You could introduce a feature maybe like multi-admin verification where you cannot perform certain destructive commands on storage without someone else approving it.

What are the limitations to what storage vendors can do? What part of the overall strategy does storage fulfil?

McKean: The limitation, obviously, is that it’s just at the storage layer. Now, that layer is as vital as any other layer. Having protection and detection at the storage layer is as important as having it on somebody’s laptop or something running at the edge of the network.

But that is just one layer. The storage layer can’t stop someone’s device being infected by malware because they’ve clicked a phishing link. But that’s not to say you can’t do lots and lots at the storage layer to hopefully be that last line of defence should someone have got right through the network and then have access to the storage.

If your storage can stop attacks or spot attacks, that’s vital, but also you should always have a way to lock in certain amounts of data. It’s about that “assuming breach” part of the zero-trust architecture.

There should be a way on storage to say, “OK, we’re going to take a copy of this data and we’re going to lock it away for two months, five years, however long that is.”

And that way, even if all those other steps and the protection measures you’ve put in place are breached, you have a copy of data that is good from five weeks ago, five months, a year, and so on.

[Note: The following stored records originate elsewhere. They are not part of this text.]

Issue #1235, opened 2015-03-04
Add support for zip protocol to ClassPathUtils


ukchucktown:
When calling classLoader.getResources(packagePath) WebLogic returns "zip" as the protocol and the current code in scanPackage only handles "jar" as the protocol and will not call the scanJar method resulting in an illegal argument exception.

timowest:
Maybe this library should be considered as a replacement to the ClassPathUtils usage http://code.google.com/p/reflections/

Shredder121:
We already have it in our *test* classpath, and I personally use it in a few of our projects.
I am very fond of the way it is implemented, and the things you can do with it, but the question is 'do we want to impose this to the users of Querydsl'.

timowest:
`ClassPathUtils` is mostly used from the codegen modules and since those are not used at runtime, the extra dependency there shouldn't hurt that much.

Shredder121:
It isn't exactly the dependency that is the problem. I think the imported classpath is not quite right.
I think that at least [javassist](https://github.com/ronmamo/reflections/blob/master/pom.xml#L72) should be excluded, since it is probably 'included' [by mistake](https://github.com/ronmamo/reflections/issues/41)?
Apart from that, indeed, the extra dependency shouldn't hurt too much.

bcubk:
I'm currently working on this bug/task for contribution and I excluded the javassist dependency in the pom file. But I get following Exception:
```
java.lang.NoClassDefFoundError: javassist/bytecode/ClassFile
	at org.reflections.adapters.JavassistAdapter.getOfCreateClassObject(JavassistAdapter.java:100)
	at org.reflections.adapters.JavassistAdapter.getOfCreateClassObject(JavassistAdapter.java:24)
	at org.reflections.scanners.AbstractScanner.scan(AbstractScanner.java:30)
	at org.reflections.Reflections.scan(Reflections.java:243)
	at org.reflections.Reflections.scan(Reflections.java:203)
	at org.reflections.Reflections.<init>(Reflections.java:128)
	at com.querydsl.core.util.ClassPathUtils.scanPackage(ClassPathUtils.java:49)
	at com.querydsl.core.util.ClassPathUtils.scanPackage(ClassPathUtils.java:40)
```
It can't be a mistake.

timowest:
What do the reflections docs say on the javassist dependency? For which
functionality is it needed?

Shredder121:
[...]

PR #1312, opened 2015-04-09
Changed "scanPackage" method implementation. Used Reflections API.

bcubk:
Fixed implementation of ClassPathUtils to support 'zip' files. I used the method 'safeClassForName' to initialize the retrieved classes manually. The lib doesn't initialize the classes. 
Issue: #1235

### DIFF
--- a/pom.xml
+++ b/pom.xml
@@ -85,7 +85,13 @@
       <groupId>org.reflections</groupId>
       <artifactId>reflections</artifactId>
       <version>0.9.9</version>
-      <scope>test</scope>
+      <scope>compile</scope>
+        <exclusions>
+            <exclusion>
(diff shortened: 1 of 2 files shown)


bcubk:
Sorry, I did a mistake

Shredder121:
Just wondering, if you don't mind me asking, what IDE do you use?

bcubk:
First, I was confused about the results of the Travis build. After I checked my code and found a tremendous bug. That's the reason why I closed this PR. I'm using IntelliJ IDEA.

Shredder121:
That is fine, I just noticed the change in the import order (I thought I devised a pretty 'universal'-ish one).

PR #1316, opened 2015-04-14
Simplify serializerbase

johnktims:


johnktims:
What do you think about reducing the scope of some of the helper methods like `append`, `prepend`, etc to `protected` or `private` in `SerializerBase`?

timowest:
Sounds good.

johnktims:
I couldn't reduce the visibility of `prepend`/`append`/`insert` since they're called in some of the `Templates` classes.

querydsl-core/src/test/java/com/querydsl/core/serialization/SerializerBaseTest.java
```diff
@@ -43,3 +42,26 @@ public void test() {
     }
 
 }
+
+class DummySerializer extends SerializerBase<DummySerializer> {
```
timowest: I'd prefer to have this as a top level class with package private visibility. I try to follow the one top level class per file rule.

johnktims: When I make a simple concrete class to test an abstract class, I tend to bundle it with the test so that its purpose is clear, but you have a good point so I'll move it back when I get home.

PR #1319, opened 2015-04-18
Replace deprecated class usage

timowest:
backport https://github.com/querydsl/querydsl/issues/1320


johnktims:
The only other instances of deprecated API usage that I can find outside of the tests is all the calls to `SqlTemplates#SqlTemplates(String quoteStr, char escape, boolean useQuotes)`. Do you want to correct that here?

timowest:
Not here, since that is not external API. Also it will require quite a lot of work.

johnktims:
Okay. This PR looks good to me.

Shredder121:
@johnktims yes, that is more of a reminder that the keyword quoting support is only the 'default SQL' keywords.
It is quite a lot of work to get it right for all the Templates.

Issue #1190, opened 2015-02-08
Improve javadocs of public API


timowest:
* [x] apt
* [x] codegen
* [x] collections
* [x] core
* [x] hibernate-search
* [x] jdo
* [x] jpa
* [x] jpa-codegen
* [x] lucene3
* [x] lucene4
* [x] maven-plugin
* [x] mongodb
* [x] spatial
* [x] sql
* [x] sql-codegen
* [x] sql-spatial
* [x] sql-spring

PR #1323, opened 2015-04-19
Improve javadocs for querydsl-apt

timowest:


querydsl-apt/src/main/java/com/querydsl/apt/VisitorConfig.java
```diff
@@ -14,7 +14,7 @@
 package com.querydsl.apt;
 
 /**
- * VisitorConfig defines the entity type specific visiting configuration
+ * {@link VisitorConfig} defines the entity type specific visiting configuration
```
johnktims: This sentence seems a little weird but I couldn't think of a better way to rewrite it.

querydsl-apt/src/main/java/com/querydsl/apt/SimpleTypeVisitorAdapter.java
```diff
@@ -13,19 +13,21 @@
...
 import java.lang.reflect.Method;
 import java.util.List;
 
+import javax.lang.model.type.IntersectionType;
+import javax.lang.model.type.TypeMirror;
+import javax.lang.model.util.SimpleTypeVisitor6;
+
 /**
- * Converts Java 8 IntersectionType instances into their first bound when visiting
+ * Converts Java 8 {@link IntersectionType} instances into their first bound when visiting
```
johnktims: This sentence also seems a little weird but I don't completely understand what it's describing. I'll review it again tomorrow.

Shredder121: While visiting the AST, it [flattens the IntersectionType model to just the first bound](https://github.com/querydsl/querydsl/blob/apt-javadocs/querydsl-apt/src/main/java/com/querydsl/apt/SimpleTypeVisitorAdapter.java#L46-L47).
So `Number & Comparable` would just be `Number`.

querydsl-apt/src/main/java/com/querydsl/apt/VisitorConfig.java
Shredder121:
```java
/**
* {@link VisitorConfig} defines visiting configuration specific to entity types
*/

```

Maybe throw in an `{@link }` for `EntityType`?

querydsl-apt/src/main/java/com/querydsl/apt/VisitorConfig.java
```diff
@@ -13,8 +13,10 @@
  */
 package com.querydsl.apt;
 
+import com.querydsl.codegen.EntityType;
+
 /**
- * VisitorConfig defines the entity type specific visiting configuration
+ * {@code VisitorConfig} defines the {@link EntityType}-specific visiting configuration
```
Shredder121: `{@linkplain }` reads better if you want it to directly flow in the sentence(like it does here).

timowest: But according to the docs it is mostly useful when the link text is not code. At least the JDK javadocs use `@code` quite a lot for self references.

PR #1325, opened 2015-04-20
Improve javadocs for querydsl-spatial

timowest:


querydsl-spatial/src/main/java/com/querydsl/spatial/GeometryPaths.java
```diff
@@ -25,6 +25,8 @@
 import org.geolatte.geom.Polygon;
 
 /**
+ * {@code GeometryPaths} provides factory methods for {@link GeometryExpression} creation
```
Shredder121: Shouldn't `{@link GeometryExpression}` be `{@link GeometryPath}`?
I only see `Path` subtypes.

timowest: The return types extend GeometryExpression & Path.

timowest:
Needs still some work to be fully complete.

PR #1330, opened 2015-04-26
Make cached properties transient

timowest:


timowest:
TODO the same for the spatial module

johnktims:
I've rebased onto master now.

PR #1332, opened 2015-04-27
Improve count serialization

### LINKED ISSUE #1329: Failed JPASubQuery with count() in projection (Causes parse error in OpenJPA)
I tried to get the following (stripped down) query to work:

```java
JPAQuery query = new JPAQuery(logEntityManager);
QMessageLog messageLog = QMessageLog.messageLog;
QMessageLog otherMessageLog = new QMessageLog("otherMessageLog");

List<MessageLogProjection> messageLogResult = query.
  from(messageLog).
  where(filter).
  list(
    new QMessageLogProjection(
      messageLog, 
      new JPASubQuery().from(otherMessageLog).where(otherMessageLog.originalMessageNumber.eq(messageLog.messageNumber)).count())
    );
```
```java
@Immutable
public class MessageLogProjection {
  ...
  @QueryProjection
  public MessageLogProjection(MessageLog messageLog, Long newCount) {
  ...
  }
}
```
but it causes an error in OpenJPA:
```
org.apache.openjpa.persistence.ArgumentException: An error occurred while parsing the query filter "select messageLog_, (select count(otherMessageLog) from MessageLog otherMessageLog_ where otherMessageLog_.originalMessageNumber = messageLog_.messageNumber) from MessageLog messageLog_". Error message: Attempt to query field "otherMessageLog" from non-entity variable "otherMessageLog". Perhaps you forgot to prefix the path in question with an identification variable from your FROM clause?
```

To me it seems that the entity name in **count(otherMessageLog)** is missing an underscore and should have been **count(otherMessageLog_)** instead or am I missing something?

If I replace count() in the sub query with eg unique(otherMessageLog.id) (which also results in a Long) the query works.

I'm new to QueryDSL and unsure about which query constructions that is supported... 
Is it a bug or am I doing something wrong? Can it be worked around?

Versions used was: OpenJPA 2.3.0 and QueryDSL 3.6.3

timowest:
Fixes #1329

### DIFF
--- a/querydsl-jpa/src/main/java/com/mysema/query/jpa/AbstractJPASubQuery.java
+++ b/querydsl-jpa/src/main/java/com/mysema/query/jpa/AbstractJPASubQuery.java
@@ -13,6 +13,9 @@
  */
 package com.mysema.query.jpa;
 
+import java.util.List;
+
+import com.google.common.collect.Lists;
 import com.mysema.query.DefaultQueryMetadata;
 import com.mysema.query.JoinExpression;
 import com.mysema.query.JoinType;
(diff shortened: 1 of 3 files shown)


timowest:
Is this good to merge?

johnktims:
Looks good to me.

So, I think there are limitations, and it’s basically that it’s just at the storage layer.

However, there can still be a lot that you can do at that storage layer that could potentially be a real saving grace for a company that has had its network infected by malware.

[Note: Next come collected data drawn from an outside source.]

PR #1333, opened 2015-04-28
Improve javadocs for querydsl-collections

timowest:


querydsl-collections/src/main/java/com/querydsl/collections/AbstractCollQuery.java
```diff
@@ -25,8 +25,7 @@
 import com.querydsl.core.types.*;
 
 /**
- * AbstractCollQuery provides a base class for Collection query implementations.
- *
+ * {@ode AbstractCollQuery} provides a base class for Collection query implementations. *
```
johnktims: I think you meant to remove that `*` at the end of the line. Did you also want to add `{@link Collection}`?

What I take from that is that storage, in a sense, is like a backstop. Would you agree with that?

McKean: I always think of it as the goalkeeper in a football team. If you get past the attackers and dribble through the midfield, and even if you get past the defence, you’ve got that last line of defence.

You’ve got that goalkeeper that’s stopping the attacker getting access to the thing they really want access to, because it’s with the data that an attacker can best monetise an attack.